### Assignment
Each entry below has to be written out again without any change.

========

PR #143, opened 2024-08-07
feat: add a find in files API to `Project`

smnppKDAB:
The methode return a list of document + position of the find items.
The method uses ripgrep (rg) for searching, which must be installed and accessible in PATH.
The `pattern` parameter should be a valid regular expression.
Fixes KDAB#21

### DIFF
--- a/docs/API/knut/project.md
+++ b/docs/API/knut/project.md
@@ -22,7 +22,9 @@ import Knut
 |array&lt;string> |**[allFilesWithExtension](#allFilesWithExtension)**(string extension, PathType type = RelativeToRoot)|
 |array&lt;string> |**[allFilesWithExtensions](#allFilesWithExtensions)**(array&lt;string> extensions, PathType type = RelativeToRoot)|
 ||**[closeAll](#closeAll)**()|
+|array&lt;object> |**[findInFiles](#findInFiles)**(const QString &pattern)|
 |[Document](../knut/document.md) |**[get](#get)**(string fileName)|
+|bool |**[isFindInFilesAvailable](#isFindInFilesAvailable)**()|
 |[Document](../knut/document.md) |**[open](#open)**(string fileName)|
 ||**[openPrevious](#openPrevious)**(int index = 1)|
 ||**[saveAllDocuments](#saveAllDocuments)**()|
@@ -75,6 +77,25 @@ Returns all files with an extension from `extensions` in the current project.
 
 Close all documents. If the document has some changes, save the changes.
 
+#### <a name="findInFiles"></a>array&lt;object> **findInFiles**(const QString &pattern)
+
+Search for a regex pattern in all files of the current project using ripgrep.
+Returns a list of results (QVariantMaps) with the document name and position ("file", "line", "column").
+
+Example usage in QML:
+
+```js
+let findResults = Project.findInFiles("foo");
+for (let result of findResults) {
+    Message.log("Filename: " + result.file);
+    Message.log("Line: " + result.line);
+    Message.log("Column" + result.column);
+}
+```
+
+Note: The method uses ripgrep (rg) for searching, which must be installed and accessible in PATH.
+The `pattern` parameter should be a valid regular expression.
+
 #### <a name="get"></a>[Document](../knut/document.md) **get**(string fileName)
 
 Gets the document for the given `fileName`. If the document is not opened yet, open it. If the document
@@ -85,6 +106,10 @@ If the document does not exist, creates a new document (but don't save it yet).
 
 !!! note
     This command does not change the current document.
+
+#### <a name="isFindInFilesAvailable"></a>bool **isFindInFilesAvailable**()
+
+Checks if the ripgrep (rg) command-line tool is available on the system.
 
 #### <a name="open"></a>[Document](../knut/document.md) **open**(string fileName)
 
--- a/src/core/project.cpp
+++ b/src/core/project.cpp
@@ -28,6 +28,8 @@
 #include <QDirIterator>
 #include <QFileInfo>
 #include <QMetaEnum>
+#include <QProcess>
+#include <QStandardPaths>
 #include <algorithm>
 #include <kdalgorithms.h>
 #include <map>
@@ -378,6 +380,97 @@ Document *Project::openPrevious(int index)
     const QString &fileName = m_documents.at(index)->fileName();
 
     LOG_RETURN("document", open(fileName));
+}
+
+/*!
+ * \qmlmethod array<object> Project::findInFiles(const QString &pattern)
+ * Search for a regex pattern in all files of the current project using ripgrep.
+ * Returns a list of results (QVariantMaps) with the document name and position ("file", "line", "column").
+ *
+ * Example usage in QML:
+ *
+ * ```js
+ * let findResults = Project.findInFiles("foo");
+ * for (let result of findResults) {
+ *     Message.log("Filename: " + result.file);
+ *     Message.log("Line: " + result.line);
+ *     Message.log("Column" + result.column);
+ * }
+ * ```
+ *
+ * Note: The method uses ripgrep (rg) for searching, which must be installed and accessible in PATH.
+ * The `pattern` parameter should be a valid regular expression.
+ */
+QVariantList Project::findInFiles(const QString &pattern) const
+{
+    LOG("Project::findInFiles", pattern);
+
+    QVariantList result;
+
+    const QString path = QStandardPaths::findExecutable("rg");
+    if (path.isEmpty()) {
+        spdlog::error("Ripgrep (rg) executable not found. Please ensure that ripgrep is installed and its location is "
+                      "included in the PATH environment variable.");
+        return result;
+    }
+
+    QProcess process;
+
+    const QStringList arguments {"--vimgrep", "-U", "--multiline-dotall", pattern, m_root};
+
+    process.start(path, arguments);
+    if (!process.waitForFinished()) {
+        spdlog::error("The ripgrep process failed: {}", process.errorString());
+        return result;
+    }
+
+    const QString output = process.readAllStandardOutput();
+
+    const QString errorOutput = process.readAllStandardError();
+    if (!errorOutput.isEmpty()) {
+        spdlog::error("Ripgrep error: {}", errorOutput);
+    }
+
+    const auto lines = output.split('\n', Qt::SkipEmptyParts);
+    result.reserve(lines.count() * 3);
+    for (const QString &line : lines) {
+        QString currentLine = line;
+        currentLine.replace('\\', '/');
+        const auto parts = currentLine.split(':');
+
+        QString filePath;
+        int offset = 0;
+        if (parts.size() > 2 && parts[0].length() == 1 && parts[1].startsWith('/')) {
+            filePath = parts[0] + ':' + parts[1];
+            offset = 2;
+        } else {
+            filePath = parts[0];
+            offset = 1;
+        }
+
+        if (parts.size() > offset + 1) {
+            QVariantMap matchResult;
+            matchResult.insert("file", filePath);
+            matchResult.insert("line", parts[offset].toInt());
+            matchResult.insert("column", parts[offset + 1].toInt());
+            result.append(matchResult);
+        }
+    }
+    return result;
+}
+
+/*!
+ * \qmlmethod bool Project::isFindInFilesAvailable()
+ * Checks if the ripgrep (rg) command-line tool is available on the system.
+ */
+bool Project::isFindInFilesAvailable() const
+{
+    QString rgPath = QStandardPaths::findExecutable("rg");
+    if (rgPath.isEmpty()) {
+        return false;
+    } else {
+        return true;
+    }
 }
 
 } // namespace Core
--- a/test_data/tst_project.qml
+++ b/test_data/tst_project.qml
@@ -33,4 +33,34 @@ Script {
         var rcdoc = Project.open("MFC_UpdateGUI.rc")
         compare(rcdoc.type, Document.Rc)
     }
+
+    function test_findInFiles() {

========

### Solution to the exercise
PR #143, opened 2024-08-07
feat: add a find in files API to `Project`

smnppKDAB:
The methode return a list of document + position of the find items.
The method uses ripgrep (rg) for searching, which must be installed and accessible in PATH.
The `pattern` parameter should be a valid regular expression.
Fixes KDAB#21

### DIFF
--- a/docs/API/knut/project.md
+++ b/docs/API/knut/project.md
@@ -22,7 +22,9 @@ import Knut
 |array&lt;string> |**[allFilesWithExtension](#allFilesWithExtension)**(string extension, PathType type = RelativeToRoot)|
 |array&lt;string> |**[allFilesWithExtensions](#allFilesWithExtensions)**(array&lt;string> extensions, PathType type = RelativeToRoot)|
 ||**[closeAll](#closeAll)**()|
+|array&lt;object> |**[findInFiles](#findInFiles)**(const QString &pattern)|
 |[Document](../knut/document.md) |**[get](#get)**(string fileName)|
+|bool |**[isFindInFilesAvailable](#isFindInFilesAvailable)**()|
 |[Document](../knut/document.md) |**[open](#open)**(string fileName)|
 ||**[openPrevious](#openPrevious)**(int index = 1)|
 ||**[saveAllDocuments](#saveAllDocuments)**()|
@@ -75,6 +77,25 @@ Returns all files with an extension from `extensions` in the current project.
 
 Close all documents. If the document has some changes, save the changes.
 
+#### <a name="findInFiles"></a>array&lt;object> **findInFiles**(const QString &pattern)
+
+Search for a regex pattern in all files of the current project using ripgrep.
+Returns a list of results (QVariantMaps) with the document name and position ("file", "line", "column").
+
+Example usage in QML:
+
+```js
+let findResults = Project.findInFiles("foo");
+for (let result of findResults) {
+    Message.log("Filename: " + result.file);
+    Message.log("Line: " + result.line);
+    Message.log("Column" + result.column);
+}
+```
+
+Note: The method uses ripgrep (rg) for searching, which must be installed and accessible in PATH.
+The `pattern` parameter should be a valid regular expression.
+
 #### <a name="get"></a>[Document](../knut/document.md) **get**(string fileName)
 
 Gets the document for the given `fileName`. If the document is not opened yet, open it. If the document
@@ -85,6 +106,10 @@ If the document does not exist, creates a new document (but don't save it yet).
 
 !!! note
     This command does not change the current document.
+
+#### <a name="isFindInFilesAvailable"></a>bool **isFindInFilesAvailable**()
+
+Checks if the ripgrep (rg) command-line tool is available on the system.
 
 #### <a name="open"></a>[Document](../knut/document.md) **open**(string fileName)
 
--- a/src/core/project.cpp
+++ b/src/core/project.cpp
@@ -28,6 +28,8 @@
 #include <QDirIterator>
 #include <QFileInfo>
 #include <QMetaEnum>
+#include <QProcess>
+#include <QStandardPaths>
 #include <algorithm>
 #include <kdalgorithms.h>
 #include <map>
@@ -378,6 +380,97 @@ Document *Project::openPrevious(int index)
     const QString &fileName = m_documents.at(index)->fileName();
 
     LOG_RETURN("document", open(fileName));
+}
+
+/*!
+ * \qmlmethod array<object> Project::findInFiles(const QString &pattern)
+ * Search for a regex pattern in all files of the current project using ripgrep.
+ * Returns a list of results (QVariantMaps) with the document name and position ("file", "line", "column").
+ *
+ * Example usage in QML:
+ *
+ * ```js
+ * let findResults = Project.findInFiles("foo");
+ * for (let result of findResults) {
+ *     Message.log("Filename: " + result.file);
+ *     Message.log("Line: " + result.line);
+ *     Message.log("Column" + result.column);
+ * }
+ * ```
+ *
+ * Note: The method uses ripgrep (rg) for searching, which must be installed and accessible in PATH.
+ * The `pattern` parameter should be a valid regular expression.
+ */
+QVariantList Project::findInFiles(const QString &pattern) const
+{
+    LOG("Project::findInFiles", pattern);
+
+    QVariantList result;
+
+    const QString path = QStandardPaths::findExecutable("rg");
+    if (path.isEmpty()) {
+        spdlog::error("Ripgrep (rg) executable not found. Please ensure that ripgrep is installed and its location is "
+                      "included in the PATH environment variable.");
+        return result;
+    }
+
+    QProcess process;
+
+    const QStringList arguments {"--vimgrep", "-U", "--multiline-dotall", pattern, m_root};
+
+    process.start(path, arguments);
+    if (!process.waitForFinished()) {
+        spdlog::error("The ripgrep process failed: {}", process.errorString());
+        return result;
+    }
+
+    const QString output = process.readAllStandardOutput();
+
+    const QString errorOutput = process.readAllStandardError();
+    if (!errorOutput.isEmpty()) {
+        spdlog::error("Ripgrep error: {}", errorOutput);
+    }
+
+    const auto lines = output.split('\n', Qt::SkipEmptyParts);
+    result.reserve(lines.count() * 3);
+    for (const QString &line : lines) {
+        QString currentLine = line;
+        currentLine.replace('\\', '/');
+        const auto parts = currentLine.split(':');
+
+        QString filePath;
+        int offset = 0;
+        if (parts.size() > 2 && parts[0].length() == 1 && parts[1].startsWith('/')) {
+            filePath = parts[0] + ':' + parts[1];
+            offset = 2;
+        } else {
+            filePath = parts[0];
+            offset = 1;
+        }
+
+        if (parts.size() > offset + 1) {
+            QVariantMap matchResult;
+            matchResult.insert("file", filePath);
+            matchResult.insert("line", parts[offset].toInt());
+            matchResult.insert("column", parts[offset + 1].toInt());
+            result.append(matchResult);
+        }
+    }
+    return result;
+}
+
+/*!
+ * \qmlmethod bool Project::isFindInFilesAvailable()
+ * Checks if the ripgrep (rg) command-line tool is available on the system.
+ */
+bool Project::isFindInFilesAvailable() const
+{
+    QString rgPath = QStandardPaths::findExecutable("rg");
+    if (rgPath.isEmpty()) {
+        return false;
+    } else {
+        return true;
+    }
 }
 
 } // namespace Core
--- a/test_data/tst_project.qml
+++ b/test_data/tst_project.qml
@@ -33,4 +33,34 @@ Script {
         var rcdoc = Project.open("MFC_UpdateGUI.rc")
         compare(rcdoc.type, Document.Rc)
     }
+
+    function test_findInFiles() {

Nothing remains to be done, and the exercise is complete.